Suzanne Treister "Hexen 2.0"

P.P.O.W.

poster for Suzanne Treister "Hexen 2.0"

This event has ended.

HEXEN 2.0 looks into histories of scientific research behind government programs of mass control, investigating parallel histories of countercultural and grass roots movements. Treister's HEXEN 2.0 charts, within a framework of post-WWII U.S. governmental and military imperatives, the coming together of scientific and social sciences through the development of cybernetics, the history of the internet, the rise of Web 2.0, increased intelligence gathering and implications for the future of new systems of societal manipulation towards a controlled society.
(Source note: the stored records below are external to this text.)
PR #886, opened 2018-02-01
BUG: Plotting fixes

lassoan:
**just for review, not to merge it yet**

1. Added macros for reading, writing, copying, and printing MRML node properties

2. vtkPlot was stored in vtkPlotDataNode and was used in multiple charts. This caused plots to malfunction when multiple plot views were visible (for example, reset axes did not work).

A vtkPlot cannot be used in multiple charts, as vtkPlot holds pointers to axes and charts own axes objects. Fixed it by storing only properties in vtkPlotDataNode (not a vtkPlot object), vtkPlot objects are vreated in qMRMLPlotView (based on properties stored in vtkPlotDataNode).

3. Store vtkMRMLPlotChartNode properties in MRML node members access them using direct get/set methods, instead of using generic node attributes.

This node broke away from the MRML node convention by storing properties in custom attributes. Attributes are less easy to discover, more complicated to change (need to make sure the correct attribute name is used and value is properly converted to/from string).

4. Instead of using "Indexes" special column value, empty string means that X axis should be value index.

Now "Indexes" is no longer a reserved column name; it can be used freely in tables.

5. Replaced "Custom" option in plot controller widgets by invalid selection

6. Removed modification of MRML nodes in qMRMLPlotViewControllerWidget::updateWidgetFromMRML

Problem: Common PlotData type, x column name, and marker style was stored in vtkMRMLPlotChartNode. However, this information may get out of sync with actual common properties in associated PlotData nodes. Consolidation of redundant information happened in qMRMLPlotViewControllerWidget::updateWidgetFromMRML, by modifying PlotData nodes. In general, MRML nodes must not be modified in updateWidgetFromMRML calls and data redundancy should be avoided.

Solution: Do not store redundant information in PlotChart node. Common PlotData type, x column name, and marker style is determined when needed, by looking into associated PlotData nodes. When user changes a common property on the GUI, PlotData nodes are updated immediately.

**Known limitation**:
* Default plot colors are not set yet (they should be set when a  new plot is created)


Punzo:
Hi @lassoan thanks for the rework of the plotting and the bug fixes.

It is very good, I have just few general remarks:

1) Plot types:  
  a) The Line and Scatter have been merged in only one (Scatter). The new Scatter type is a vtkPlotLine.
      This means that there is no option anymore for plotting vtkPlotPoints. I really would prefer to 
      maintain both a Line and Scatter options (respectively vtkPlotLine and vtkPlotPoints). Sometime is 
      really useful to plot scatter without connecting the points with a line  (e.g., table with no ordered "X" 
      axis). 
  b) I could not understand how to use the box and pie type, maybe will be good to add a couple of 
      examples in the documentation: https://www.slicer.org/wiki/Documentation/Nightly/Developers/Plots

2) BUG: If in a table I select only one column and I push the plot button, the string XColumnName for the 
    vthMRMLPlotData is automatically set to "Indexes". The XColumnName should be " " (as it should be 
    in the new infrastructure) instead it is set to "indexes" .

lassoan:
1a. Yes, of course we need the option of not showing the line in a scatter plot. I've added this to the list of known limitations that should be fixed.

I've tried to follow Excel's naming convention (as probably this is the most widely used software in the world for simple plotting).
- Scatter:  XY plots, regardless of a line is shown or not - same as now in Slicer (we just have to expose the option of showing/hiding line)
- Pie: same as in Slicer (just implementation is incomplete in Slicer)
- Box: same as in Slicer (just implementation is incomplete in Slicer)
- Column: it's called "Bar" in Slicer (Excel uses Bar for horizontal bars), we should probably rename to Column
- Line: it is for XY plots that don't have X values. I think it could be a good idea to use this in Slicer, too. Then we would not need to handle "Indexes" special case, but the plot type would determine if X column is needed (and if it is specified it should be used as X coordinate or as label for equally spaced values).

1b. Implementation is incomplete. I've added to the list of known limitations.

2. Good catch, added to list of known issues.

3. It is nice if we generate colors by default. Colors should be unique an application-wide service (not just in a specific chart). It could be a static helper function in the plot data node that would look at all plot data nodes in the scene and choose a color that has not been used yet. Nevertheless, a color picker could be useful. I'm thinking about adding a dedicated Plot module to view/edit charts and plots, which would be more convenient and easier-to-find than the advanced section of View Controllers module.

---
Known issues:
- Default plot colors are not set yet (they should be set when a new plot is created)
- Change chart type for box and pie plots (or remove these plot types)
- Add option to show/hide line in scatter plots
- Rename plot types (scatter, line, column, pie, box)
- Fix plot X column index specification when choosing only one column in table view
- Plot/Chart property editing is difficult to find, create dedicated module

lassoan:
Pushed some few features and fixes. Remaining issues:
- Default plot colors are not set yet (they should be set when a new plot is created)
- Plot/Chart property editing is difficult to find, create dedicated module

Punzo:
Hi @lassoan,

A) default color: I agree with you.

B) I received the same feedback from users regarding the GUI for the Plot/Chart property editing. It is too tricky to find it and it is not documented anywhere. I agree in creating a separate module will help a lot.

Other feedback on commit 88124df:

1) Line (plotting one Column and the X-axes is indexed) and Scatter (plotting two Columns) definitions now can be very confusing for the user: i.e. the user will interact mainly with the viewcontroller widget and when clicking Line or Scatter will expect that the aesthetics of the plot will change (Scatter or Line). Instead now the plot will have the same aesthetics, but the difference is on the X-axes (indexed or from a Column).
Two simple solutions can be: i) changing automatically the Markers and Line styles when switching from/to Scatter/Line types; ii) changing the name of the type of the plots (something like: Scatter and Indexed Scatter or Line and Indexed Line).

2) When the "general" type (in the plotview controller) is Line, then the menu for choosing the "X-axes" 
should be disabled.

3) When the "general" type (in the plotview controller) is Bar, then the menu for choosing the Markers style should be disabled.

4) We should add in the plotView controller a menu for choosing the general Line style as well. 
I think there is room to reduce the width dimension of the menu boxes of grid, legend, x-axes, plot type and markers style.

5) The tooltips should be updated as well. 

6) I didn't manage to understand how to use the label Column, is this feature not complete? In this case, is it not better to incorporate it later on? 

7) for bar plot should be possible to plot both providing two Columns and with an indexed X-Axes (or even better a label Column). The first case is needed for example in the case of Histograms.

lassoan:
> the user will interact mainly with the viewcontroller widget

We either have to improve the controller widget (to expose more options and allow editing individual plot data properties and instead of only allowing overwriting properties of all plot data nodes) or remove most controls (keep only some high-level chart properties) and let the user edit all plot and chart properties in the Plots module. Do you have a preference? 

> changing the name of the type of the plots (something like: Scatter and Indexed Scatter or Line and Indexed Line)

How do you like these? Scatter (or scatter line), scatter bar, line, bar, pie, box (the last two will be added later) 

> I didn't manage to understand how to use the label Column, is this feature incomplete?

Labels are defined for each point, so they are shown in the tooltips (when you hover over a data point). For showing label on the X axis, we could add a chart property that references a plot data node and that node's labels will be used as axis labels. 

I find PlotData name hard to use. "Data" word is not adding any information (all nodes store data). It should really be PlotSeries instead. This name is used in Excel, Matlab, etc. so it should be clear and specific enough for all users.  Can I rename the class?

Punzo:
> We either have to improve the controller widget (to expose more options and allow editing individual 
> plot data properties and instead of only allowing overwriting properties of all plot data nodes) or 
> remove most controls (keep only some high-level chart properties) and let the user edit all plot and 
> chart properties in the Plots module. Do you have a preference?

I think the plotview controller GUI is already too crowded. If we do a plots module, I would go for a lighter and simpler plotview controller with only some high level chart properties. 

> How do you like these? Scatter (or scatter line), scatter bar, line, bar, pie, box (the last two will be 
> added later)

I don't have better names to express them: scatter line, scatter bar (in which scatter means it is a two columns plot), line, bar, pie, box  will work for me (maybe we can put a short explanation in a tooltip). Maybe somebody else can give a feedback on the names? @jcfr @pieper ?

> Labels are defined for each point, so they are shown in the tooltips (when you hover over a data 
> point). For showing label on the X axis, we could add a chart property that references a plot data node 
> and that node's labels will be used as axis labels.

ah perfect, I didn't try to put the cursor over the data. This is nice!

> I find PlotData name hard to use. "Data" word is not adding any information (all nodes store data). It 
> should really be PlotSeries instead. This name is used in Excel, Matlab, etc. so it should be clear and 
> specific enough for all users. Can I rename the class?

yes of course, at that time I had no big preference for the two names either and thanks for improving the plotting infrastructure.

jcfr:
> I don't have better names to express them: scatter line, scatter bar (in which scatter means it is a two columns plot), line, bar, pie, box will work for me 

I don't have a lot of experience with the Slicer plotting module. That said, reusing concept from other software is sensible. Regarding API and naming, it may be worth looking at https://doc.qt.io/qt-5/qtcharts-overview.html 

> (maybe we can put a short explanation in a tooltip).

👍

lassoan:
I've added a "Plots" module that has detailed GUI for changing most chart and series properties; and simplified the plot view controller widget.

I've also created a reusable widget for chart and series property editing, added tests, and made many other small fixes.

Libs/MRML/Core/vtkMRMLNodePropertyMacros.h
```diff
@@ -0,0 +1,249 @@
+/*=auto=========================================================================
```
lassoan: Macros that simplify MRML node property read/write XML, copy, and printself.
@jcfr @pieper @cpinter

Libs/MRML/Core/vtkMRMLPlotChartNode.cxx
```diff
@@ -142,6 +117,21 @@ void vtkMRMLPlotChartNode::WriteXML(ostream& of, int nIndent)
 {
   // Start by having the superclass write its information
   Superclass::WriteXML(of, nIndent);
```
lassoan: Example of using macros for simplifying MRML node property read/write XML, copy, and printself.
@jcfr @pieper @cpinter

pieper: I like the macros a lot 👍

Libs/MRML/Core/vtkMRMLPlotSeriesNode.cxx
```diff
@@ -0,0 +1,422 @@
...
+
+  This file was originally developed by Davide Punzo, Kapteyn Astronomical Institute,
+  and was supported through the European Research Council grant nr. 291531.
+
+==============================================================================*/
+
+#include "vtkMRMLPlotSeriesNode.h"
+
+// MRML includes
+#include "vtkMRMLColorTableNode.h "
```
Punzo: please remove the space after the .h in linux gives error

Punzo:
please remove the .h in:
https://github.com/lassoan/Slicer/blob/e1363614f93066f8fbb38d247dd08711e77be48d/Libs/MRML/Widgets/qMRMLPlotViewControllerWidget.cxx#L28

also gives error in linux qt5

Punzo:
this 
https://github.com/lassoan/Slicer/blob/e1363614f93066f8fbb38d247dd08711e77be48d/Libs/MRML/Widgets/qMRMLPlotView.cxx#L90-L107

is now unused it can be removed

Punzo:
these are unused as well:
https://github.com/lassoan/Slicer/blob/e1363614f93066f8fbb38d247dd08711e77be48d/Libs/MRML/Widgets/qMRMLPlotView.cxx#L342

and 

https://github.com/lassoan/Slicer/blob/e1363614f93066f8fbb38d247dd08711e77be48d/Libs/MRML/Widgets/qMRMLPlotView.cxx#L752

Modules/Loadable/Plots/qSlicerPlotsModule.cxx
```diff
@@ -0,0 +1,143 @@
...
+QStringList qSlicerPlotsModule::dependencies() const
+{
+  return QStringList();
+}
+
+//-----------------------------------------------------------------------------
+void qSlicerPlotsModule::setup()
+{
+  this->Superclass::setup();
+  vtkSlicerPlotsLogic* PlotsLogic =
```
Punzo: unused logic, it can be removed

Punzo:
Hi @lassoan. a part few small compilation warnings and errors, for me it is good to go the PR. Will you also update the documentation? 
https://www.slicer.org/wiki/Documentation/Nightly/Developers/Plots
I moved you from contributor to author, please add also needed logos or acknowledgements

Punzo:
Very nice the menu for the interaction mode!!!

Punzo:
the single colors of each plotdataseries are still not init, are they?

lassoan:
Thank you for reviewing!

Series have unique colors now: a new unique color is generated when the user adds a series through the GUI. If you add a series programmatically then you have to call plotSeriesNode->SetUniqueColor().

Libs/MRML/Core/vtkMRMLNodePropertyMacros.h
```diff
@@ -0,0 +1,249 @@
...
+
+// Macros for writing node properties to XML
+//----------------------------------------------------------------------------
+
+#define vtkMRMLWriteXMLBeginMacro(of) \
+  { \
+  ostream& xmlWriteOutputStream = of;
+
+#define vtkMRMLWriteXMLEndMacro() \
+  }
```
jcfr: I wonder if these two macros are needed: vtkMRMLWriteXMLBeginMacro / vtkMRMLWriteXMLEndMacro

Libs/MRML/Widgets/qMRMLPlotView_p.h
```diff
@@ -81,21 +89,23 @@ public slots:
   void onPlotChartNodeChanged();
 
   void RecalculateBounds();
-  void switchSelectionMode();
+  void switchInteractionMode();
   void switchLeftAndMiddleClick();
```
Punzo: I guess this method can be removed now that the pan is done with left click.

Punzo:
> Series have unique colors now: a new unique color is generated when the user adds a series through 
> the GUI.

ok just tested now. But If I create a plot in the table module by clicking the plot button, teh color is always black. Is it possible to init the color also there by calling plotSeriesNode->SetUniqueColor().?
 
> If you add a series programmatically then you have to call plotSeriesNode->SetUniqueColor().
ok perfect, then this should go in the example in the documentation

Libs/MRML/Core/vtkMRMLNodePropertyMacros.h
```diff
@@ -0,0 +1,249 @@
...
+
+#define vtkMRMLWriteXMLBooleanMacro(xmlAttributeName, propertyName) \
```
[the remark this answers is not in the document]
lassoan: There are several things that we couldn't do with functions. If we use macros, internally we can always move as much as we can to functions (without changing anything in MRML nodes that use the macros), but if we use a function then the possibilities are quite limited.

Libs/MRML/Core/vtkMRMLNodePropertyMacros.h
lassoan: Two reasons:
1. Hide xmlWriteOutputStream local variable (a name clash is unlikely, but just to be on the safe side).
2. Future-proofing: this allows us to improve the macros with any additional initializations/cleanups without requiring any change in the MRML nodes that use them.

Libs/MRML/Widgets/qMRMLPlotView_p.h
lassoan: Yes. The mechanism was also a bit fragile (releasing shift when mouse was clicked outside the view left the view in inconsistent state).

lassoan:
> But If I create a plot in the table module by clicking the plot button, teh color is always black

The first color in the table is black but all the other series should get different colors. I've just tested and it works well for me. Could you check again?

Libs/MRML/Widgets/qMRMLPlotView_p.h
Punzo: ok, perfect, then I please remove it

Punzo:
> The first color in the table is black but all the other series should get different colors. I've just tested and it 
> works well for me. Could you check again?

ah yes, just didn't notice that the first color is black. It is good as it is then.

Punzo:
P.S.: I noticed only now that the ClickAndDragX/Y bool variables have been moved in the PlotViewNode (now EnablePointMoveAlongX/Y). I think that it is fine, but we should expose them in the GUI to enable/disable them in the advanced controls in the GUI of ViewControllers.

Libs/MRML/Core/vtkMRMLNodePropertyMacros.h
jcfr: In that case, 👍  to use macros. May be it could be as an implementation details, function could be used.

@finetjul What do you think ?

lassoan:
> Will you also update the documentation?
https://www.slicer.org/wiki/Documentation/Nightly/Developers/Plots

Done.

lassoan:
> I noticed only now that the ClickAndDragX/Y bool variables have been moved in the PlotViewNode (now EnablePointMoveAlongX/Y). I think that it is fine, but we should expose them in the GUI to enable/disable them in the advanced controls in the GUI of ViewControllers.

If you have a strong need for adjusting it from the GUI then we can add it, but there are reasons for not doing it:
- Moving of points is a very advanced feature. Restricting point motion to certain axes is even more advanced. Adding two checkboxes would clutter the user interface but users would never or very rarely use them.
- If someone needs point motion for curve fitting or other special purposes then the module that manages the workflow can set the flags. If the constraints are not exposed on the GUI then users cannot easily override them, this preventing accidental data corruption.
- Little bit of extra work to add these options back to the GUI.

Punzo:
ok, I agree it is fine. Specialized modules and extensions can handle it automatically or give the user the capability. On the other hand, I think the problem is that the two attributes should be attributes of the PlotChartNode class. Is there any specific reason why you moved the two attributes from the plotChartNode to the plotViewNode? 

The point is: the user may change the chartNode that he/she is visualizing in a PlotView. The new Chart and the previous can be two chartNodes which require different settings for the ClickAndDrag. If a module needs to change the click and drag settings (now in the plotViewNode) automatically will require an observer and modifying the parameters in the plotViewNode.

lassoan:
> Is there any specific reason why you moved the two attributes from the plotChartNode to the plotViewNode?

Interaction mode is defined in the view node and these constraints further specify the interaction mode properties. It was very odd when interaction mode was set to "move" but I still could not move points because some chart settings prevented that.

Having the constraints in the view node also gives more flexibility. You can have a read-only view and an editable view of the same chart.

For more refined control, you can add a plot view in your module GUI and then you have full control over which plot is shown, what is allowed to be edited, etc.

Anyway, if this is a strong need for you, we can add point move locking at chart level (in addition to view level lock).

Punzo:
> Is there any specific reason why you moved the two attributes from the plotChartNode to the 
>plotViewNode?

> Interaction mode is defined in the view node and these constraints further specify the interaction 
> mode properties. It was very odd when interaction mode was set to "move" but I still could not move 
> points because some chart settings prevented that.

>Having the constraints in the view node also gives more flexibility. You can have a read-only view and 
>an editable view of the same chart.

ah yeah now understand why. 

> For more refined control, you can add a plot view in your module GUI and then you have full control 
> over which plot is shown, what is allowed to be edited, etc.

> Anyway, if this is a strong need for you, we can add point move locking at chart level (in addition to 
> view level lock).

I'd like to go for the second option even if it means a duplication of parameters (I use various chart with different drag and click settings in multiple modules and the user may be willing to see some plot independently by which is the current active module, etc...). Not sure, however, how will be implemented, maybe two solutions can be:
1) in default the chart has the dragAndClick attribute empty. Only in the case they will be modified/set, they will overwrite the plotView settings
2) adding an attribute in plotView to allow the overwrite of the plotView settings by the chart settings. 

I went through the modification a second time and for me this PR is really nice and good to go (if you can add the chart dragAndClick settings will be super nice).

lassoan:
How about this solution: Add EnablePointMoveAlongX/Y properties to vtkMRMLPlotChartNode. In the plot view, points can be moved along an axis if it is enabled in both vtkMRMLPlotChartNode **and** vtkMRMLPlotViewNode. By default EnablePointMoveAlongX/Y is enabled in both chart and view.

Libs/MRML/Core/vtkMRMLNodePropertyMacros.h
lassoan: I've created a separate, small pull request for node property setting helper macros: https://github.com/Slicer/Slicer/pull/890

Punzo:
> How about this solution: Add EnablePointMoveAlongX/Y properties to vtkMRMLPlotChartNode. In the 
> plot view, points can be moved along an axis if it is enabled in both vtkMRMLPlotChartNode and 
> vtkMRMLPlotViewNode. By default EnablePointMoveAlongX/Y is enabled in both chart and view.

for me this will be perfect.

lassoan:
Added Add EnablePointMoveAlongX/Y properties to vtkMRMLPlotChartNode. If there are no more comments, I'll squash the commits and integrate tomorrow.

Punzo:
for me it is good to go

Punzo:
@lassoan in linux Qt5 after the last commits I get crashes when selecting any Plot layout. I am investigating and look where the crash occurs.

Punzo:
ok found: you need a check on this->MRMLPlotChartNode here:

https://github.com/lassoan/Slicer/blob/32f8328e1489caca5fff71c8f57c758a5c0476ed/Libs/MRML/Widgets/qMRMLPlotView.cxx#L517

lassoan:
Squashed, rebased to latest master, now running tests. If tests pass then I integrate.

jcfr:
Note: It indicates it can't merge because of  the warning fixes for vtkMRMLNodePropertyMacros I just integrated ... it should not be a problem when you will `git svn dcommit`

lassoan:
I've resolved the conflicts locally. I'm running tests now and integrate in the morning if everything works as expected.

lassoan:
Thank you for all the feedbacks. These plotting improvements have been merged into r26906.

Punzo:
Hi @lassoan a small compilation error :
https://github.com/Slicer/Slicer/blob/082edc40ce0102532578884553a326250742569a/Libs/MRML/Core/vtkMRMLPlotSeriesNode.cxx#L149 gives error, I guess should be simply:   vtkMRMLCopyBeginMacro(anode);

lassoan:
Thanks, I'll fix it. Interestingly, Visual Studio did not complain.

HEXEN 2.0 specifically investigates the participants of the seminal Macy Conferences (1946-1953), whose primary goal was to set the foundations for a general science of the workings of the human mind. Treister's project simultaneously looks at diverse philosophical, literary and political responses to advances in technology including the claims of Anarcho-Primitivism and Post Leftism, Theodore Kaczynski/The Unabomber, Technogaianism and Transhumanism, and traces precursory ideas such as those of Thoreau, Warren, Heidegger and Adorno in relation to visions of utopic and dystopic futures from science-fiction literature and film.

The artworks exhibited are based on actual events, people, histories and scientific projections of the future. They consist of alchemical diagrams, a Tarot deck, photo-text works, pencil drawings, a video, and the website HEXEN 2.0, that offers a space where one may use the works as a tool to envision possible alternative futures.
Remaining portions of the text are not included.